This industry leading order depth means you can trade confidently at scale with clearly
understood price impact. You should check them out immediately at bullish.com slash Melker.
The energy FUD has really died down.
And that was the narrative a year ago.
Well, yeah, that was a little.
That's very right.
I want to call it one of the most distasteful things I've ever seen.
Yeah, I agree with that. Well said.
Well said, Dan.
Right. But it does seem to your point, like we've had these sort of cyclical FUD in the history of Bitcoin.
It's price drops and it's China ban, India ban, only for criminals, ESG.
But we are, this is the first time that I've seen us actually addressing them and seeing them disappear.
Maybe they'll cycle back.

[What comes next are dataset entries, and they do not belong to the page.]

PR #3254, opened 2023-06-06
[v2.6] Added ACI 5.2.7.1 variables

LavanyaVaddavalli:
https://github.com/rancher/rancher/issues/41761

### DIFF
--- a/cluster/defaults.go
+++ b/cluster/defaults.go
@@ -119,6 +119,11 @@ const (
 	DefaultAciSleepTimeSnatGlobalInfoSync       = "0"
 	DefaultAciOpflexAgentOpflexAsyncjsonEnabled = "false"
 	DefaultAciOpflexAgentOvsAsyncjsonEnabled    = "false"
+	DefaultAciOpflexAgentPolicyRetryDelayTimer  = "10"
+	DefaultAciAciMultipod                       = "false"
+	DefaultAciAciMultipodUbuntu                 = "false"
+	DefaultAciDhcpRenewMaxRetryCount            = "0"
+	DefaultAciDhcpDelay                         = "0"
 
 	KubeAPIArgAdmissionControlConfigFile             = "admission-control-config-file"
 	DefaultKubeAPIArgAdmissionControlConfigFileValue = "/etc/kubernetes/admission.yaml"
@@ -687,6 +692,11 @@ func (c *Cluster) setClusterNetworkDefaults() {
 			AciSleepTimeSnatGlobalInfoSync:       DefaultAciSleepTimeSnatGlobalInfoSync,
 			AciOpflexAgentOpflexAsyncjsonEnabled: DefaultAciOpflexAgentOpflexAsyncjsonEnabled,
 			AciOpflexAgentOvsAsyncjsonEnabled:    DefaultAciOpflexAgentOvsAsyncjsonEnabled,
+			AciOpflexAgentPolicyRetryDelayTimer:  DefaultAciOpflexAgentPolicyRetryDelayTimer,
+			AciAciMultipod:                       DefaultAciAciMultipod,
+			AciAciMultipodUbuntu:                 DefaultAciAciMultipodUbuntu,
+			AciDhcpRenewMaxRetryCount:            DefaultAciDhcpRenewMaxRetryCount,
+			AciDhcpDelay:                         DefaultAciDhcpDelay,
 		}
 	}
 	if c.Network.CalicoNetworkProvider != nil {
@@ -750,6 +760,11 @@ func (c *Cluster) setClusterNetworkDefaults() {
 		setDefaultIfEmpty(&c.Network.AciNetworkProvider.SleepTimeSnatGlobalInfoSync, DefaultAciSleepTimeSnatGlobalInfoSync)
 		setDefaultIfEmpty(&c.Network.AciNetworkProvider.OpflexAgentOpflexAsyncjsonEnabled, DefaultAciOpflexAgentOpflexAsyncjsonEnabled)
 		setDefaultIfEmpty(&c.Network.AciNetworkProvider.OpflexAgentOvsAsyncjsonEnabled, DefaultAciOpflexAgentOvsAsyncjsonEnabled)
+		setDefaultIfEmpty(&c.Network.AciNetworkProvider.OpflexAgentPolicyRetryDelayTimer, DefaultAciOpflexAgentPolicyRetryDelayTimer)
+		setDefaultIfEmpty(&c.Network.AciNetworkProvider.AciMultipod, DefaultAciAciMultipod)
+		setDefaultIfEmpty(&c.Network.AciNetworkProvider.AciMultipodUbuntu, DefaultAciAciMultipodUbuntu)
+		setDefaultIfEmpty(&c.Network.AciNetworkProvider.DhcpRenewMaxRetryCount, DefaultAciDhcpRenewMaxRetryCount)
+		setDefaultIfEmpty(&c.Network.AciNetworkProvider.DhcpDelay, DefaultAciDhcpDelay)
 		networkPluginConfigDefaultsMap[AciOVSMemoryLimit] = c.Network.AciNetworkProvider.OVSMemoryLimit
 		networkPluginConfigDefaultsMap[AciImagePullPolicy] = c.Network.AciNetworkProvider.ImagePullPolicy
 		networkPluginConfigDefaultsMap[AciPBRTrackingNonSnat] = c.Network.AciNetworkProvider.PBRTrackingNonSnat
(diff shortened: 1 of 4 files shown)


cluster/defaults.go
```diff
@@ -807,13 +823,10 @@ func (c *Cluster) setClusterNetworkDefaults() {
 		networkPluginConfigDefaultsMap[AciEncapType] = c.Network.AciNetworkProvider.EncapType
 		networkPluginConfigDefaultsMap[AciMcastRangeStart] = c.Network.AciNetworkProvider.McastRangeStart
 		networkPluginConfigDefaultsMap[AciMcastRangeEnd] = c.Network.AciNetworkProvider.McastRangeEnd
-		networkPluginConfigDefaultsMap[AciNodeSubnet] = c.Network.AciNetworkProvider.NodeSubnet
```
snasovich: Don't recall us removing variables before. Is it safe to do so? @kinarashah - FYI

cluster/network.go
```diff
@@ -485,26 +498,50 @@ func (c *Cluster) doWeaveDeploy(ctx context.Context, data map[string]interface{}
...
-	if err != nil {
-		return err
+	var podIPPool []IPPool
+	var podNetwork []PodIPNetwork
+	var podSubnet []string
+
+	clusterCIDRs := strings.Split(c.ClusterCIDR, ",")
+	for _, clusterCIDR := range clusterCIDRs {
+		podSubnet = append(podSubnet, fmt.Sprintf("\"%s\"", clusterCIDR))
+		_, ClusterCIDRs, err := net.ParseCIDR(clusterCIDR)
```
snasovich: Suggesting to rename variables to avoid confusion as we already have `clusterCIDRs` and now define `ClusterCIDRs`.

cluster/network.go
```diff
@@ -485,26 +498,50 @@ func (c *Cluster) doWeaveDeploy(ctx context.Context, data map[string]interface{}
...
+		if err != nil {
+			return err
+		}
+		podIPStart, podIPEnd := cidr.AddressRange(ClusterCIDRs)
+		podIPPool = append(podIPPool, IPPool{Start: cidr.Inc(cidr.Inc(podIPStart)), End: cidr.Dec(podIPEnd)})
```
snasovich, line 518: Not sure why we need to  increment `podIPStart` _twice_ and decrement `podIPEnd` (I mean I see a reason to increment/decrement once to exclude bottom/top of the range - but _twice_ increment is non-trivial so I believe a comment explaining the reason should be added).
(Reviewing the code further I see that's how it worked before - but still think it's a good idea to add a "why?" comment)

types/rke_types.go
```diff
@@ -599,16 +599,16 @@ type AciNetworkProvider struct {
 	VmmDomain                         string              `yaml:"vmm_domain,omitempty" json:"vmmDomain,omitempty"`
 	VmmController                     string              `yaml:"vmm_controller,omitempty" json:"vmmController,omitempty"`
 	EncapType                         string              `yaml:"encap_type,omitempty" json:"encapType,omitempty"`
-	NodeSubnet                        string              `yaml:"node_subnet,omitempty" json:"nodeSubnet,omitempty"`
+	NodeSubnet                        []string            `yaml:"node_subnet" json:"nodeSubnet,omitempty"`
```
snasovich: We're changing types on the existing type - I'm not sure how safe it is and how upgrade scenarios will be handled in such cases. @kinarashah , need your input.

cluster/network.go
```diff
@@ -485,26 +498,50 @@ func (c *Cluster) doWeaveDeploy(ctx context.Context, data map[string]interface{}
...
+		podNetwork = append(podNetwork, PodIPNetwork{Subnet: *ClusterCIDRs, Gateway: cidr.Inc(podIPStart)})
 	}
-	podIPStart, podIPEnd := cidr.AddressRange(clusterCIDR)
-	_, staticExternalSubnet, err := net.ParseCIDR(c.Network.Options[AciStaticExternalSubnet])
-	if err != nil {
-		return err
+
+	var staticServiceIPPool []IPPool
+	staticExternalSubnets := strings.Split(c.Network.AciNetworkProvider.StaticExternalSubnet[0], ",")
```
snasovich: Couple of questions/concerns.

1. Can the `c.Network.AciNetworkProvider.StaticExternalSubnet` be guaranteed non-empty? I see a check for `nil` but it would allow an empty slice.
2. It doesn't look like we access any elements past zero-index one. What's the point of it being a slice then? (And we split the only element on commas to get an array to boot)

cluster/network.go
```diff
@@ -485,26 +498,50 @@ func (c *Cluster) doWeaveDeploy(ctx context.Context, data map[string]interface{}
...
+	for _, staticExternalSubnet := range staticExternalSubnets {
+		_, externStatic, err := net.ParseCIDR(strings.Trim(staticExternalSubnet, "\\\""))
```
snasovich: Unclear why we need Trim here.

cluster/network.go
```diff
@@ -485,26 +498,50 @@ func (c *Cluster) doWeaveDeploy(ctx context.Context, data map[string]interface{}
...
 	if err != nil {
 		return err
 	}
 	nodeServiceIPStart, nodeServiceIPEnd := cidr.AddressRange(svcGraphSubnet)
-	_, dynamicExternalSubnet, err := net.ParseCIDR(c.Network.Options[AciDynamicExternalSubnet])
-	if err != nil {
-		return err
+
+	var serviceIPPool []IPPool
+	dynamicExternalSubnets := strings.Split(c.Network.AciNetworkProvider.DynamicExternalSubnet[0], ",")
```
snasovich: Same comment as above about using slice. Overall I feel like it's worth adding comments explaining the format expected in these fields.

And I'm now more worried about upgrade scenarios as it looks like expected input fields format is changed.

snasovich (changes requested):

cluster/defaults.go
kinarashah: We don't remove variables this way cuz it causes upgrades on RKE reconcile. But looks like the net result in template might be the same here because we're changing the logic to assign field from struct field instead. @LavanyaVaddavalli what is the reasoning behind moving it from Network.Options to a first class field under struct now? Users would be able to pass it both ways so I'm curious on why we're moving certain fields now.  

Same for DynamicExternalSubnet and StaticExternalSubnet.

types/rke_types.go
kinarashah: Yeah I don't like this change in type, even if we add validation on next reconcile to make sure users update cluster.yml - it'd probably make more sense to add a struct for ipv6 and have corresponding fields there.

LavanyaVaddavalli:
@snasovich Modified the code to not delete/modify existing variables, instead taking the dualstack variables in string datatype which has multiple IP subnets which are comma seperated. This could solve the issues you mentioned with upgrade.

cluster/network.go
LavanyaVaddavalli: when subnet IP is incremented once - it is to use it for gateway (l[ink](https://github.com/rancher/rke/pull/3254/files#diff-d4ecbdb0cf2e7bf588e89882093414c03122e317be2367865ce29796c57cf403R517))
when subnet IP is incremented twice - it is the start of the subnet

LavanyaVaddavalli:
The unit tests failed at a step, with error "2023-06-09T11:20:27Z [FAIL] v1.22.17-rancher1-2 (rke up)"

Since we did not add any ACI changes in v1.22.17-rancher1-2 version, I don't think this failure is because of our changes in this PR

cluster/network.go
```diff
@@ -323,7 +339,7 @@ var EtcdClientPortList = []string{
 }
 
 var CalicoNetworkLabels = []string{CalicoNodeLabel, CalicoControllerLabel}
-var IPv6CompatibleNetworkPlugins = []string{CalicoNetworkPlugin}
+var IPv6CompatibleNetworkPlugins = []string{CalicoNetworkPlugin, AciNetworkPlugin}
```
kinarashah, line 344: @LavanyaVaddavalli I think we need to scope the ipv6 compatibility only to `ACI >= 5.2.7.1` (or kubernetes versions that support this plugin version). If users update CIDR to comma separated values for ipv6 but don't upgrade to the new Kubernetes versions, this will break the ACI deploy because the older template renders it directly (same for all fields below) 
` "node-subnet": "{{.NodeSubnet}}",` 
vs 
`"node-subnet": [{{- range $index, $item := .NodeSubnet }}{{- if $index}},{{end}}{{$item}}{{end}}]`. 

Is this a valid scenario or something that's obvious to users by default? I am okay keeping it as is if you think users would be aware of which Kubernetes versions to run before trying to use ipv6.

kinarashah:
@LavanyaVaddavalli You're right, don't think your changes caused v1.22.x to fail. It was a flaky test, restarting build fixed the issue.

cluster/network.go
LavanyaVaddavalli: @kinarashah We mention to the user which kubernetes versions are supported for a particular aci release. But if the user still missed updating the kubernetes version, then this is a valid scenario. 

Since we do not take the ACI version as input anywhere, we would have to put a validation check based on kubernetes version { >=1.23.16-rancher2-3 <1.24.0-rancher0, >=1.24.13-rancher2-2 <1.25.0-rancher0, >=1.25.9-rancher2-2) The kubernetes version should satisfy any one of the conditions to be eligible. Is there any pointers on how to add this check for kubernetes versions?

kinarashah: @LavanyaVaddavalli Yeah scoping it with Kubernetes version checks will work. Here's an example on how to pass combination of ranges https://github.com/rancher/rke/blob/e0b3970591569b19b5be13be5a8febaa4ac9a163/cluster/defaults.go#L1154

LavanyaVaddavalli: Addressed in 4471ba579916db076fbace46d2e89a3d4277e7fa

snasovich (approved):

jiaqiluo (approved):

cluster/network.go
kinarashah: Thanks for updating, confirmed that the range restrictions for ipv6 look right to not break templates now 
```
">=1.23.16-rancher2-3 <1.24.0-rancher0":    aciv5271
">=1.24.13-rancher2-2":                     aciv5271
```

kinarashah (approved):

Now we have sanctions.
Yeah, and I think that's the new one.
As a group of people, maybe the outspoken people or whatever, we're professionally responding to this FUD now in a way that is way better than it ever has been.
Because I think the toxicity of people on Bitcoin Twitter or just in general has been really the loudest voice.
But now we have very professional voices because of the Wall Street influence, because of the, I would say, the non-Bitcoin people, like saying, listen,
no, I'm sorry, you're wrong.
You can't say that.
That's not true.
Kathy's publishing an entire like PDF, 100 page PDF or whatever.
Yeah.
And it is like, it's a lot of work, right?
But eventually what happens is the truth wins and that's why we're going to win.
That's all it comes down to.
Great.
Well said.
Yeah.
Well, go ahead.
Well, I was going to say also in the mining space too, a lot of people are coming into the mining space with private equity, professional backgrounds,
they're publicly listing these companies, and they're top-notch people that are coming
in and helping to run some of these companies.
And they're coming with a lot of ammo, and they're trusted sources.
And big valuations because they're literally on NASDAQ.
Exactly.
And that's what's helping a lot of these big miners
is that they don't have to sell Bitcoin as much.
They can sell shares.
That's right.
So they can sort of dilute and run the sailor playbook
and do like a speculative attack.
Can I, on the mining theme,
I'm not sure if you guys know,
I don't make a whole big deal,
but I'm involved in a power company in Canada
that has 400 megawatts of power.
So we're mining Bitcoin, self-mining.
But listen to this little, one of our plants has a license to pump 9 million gallons of lake water a day.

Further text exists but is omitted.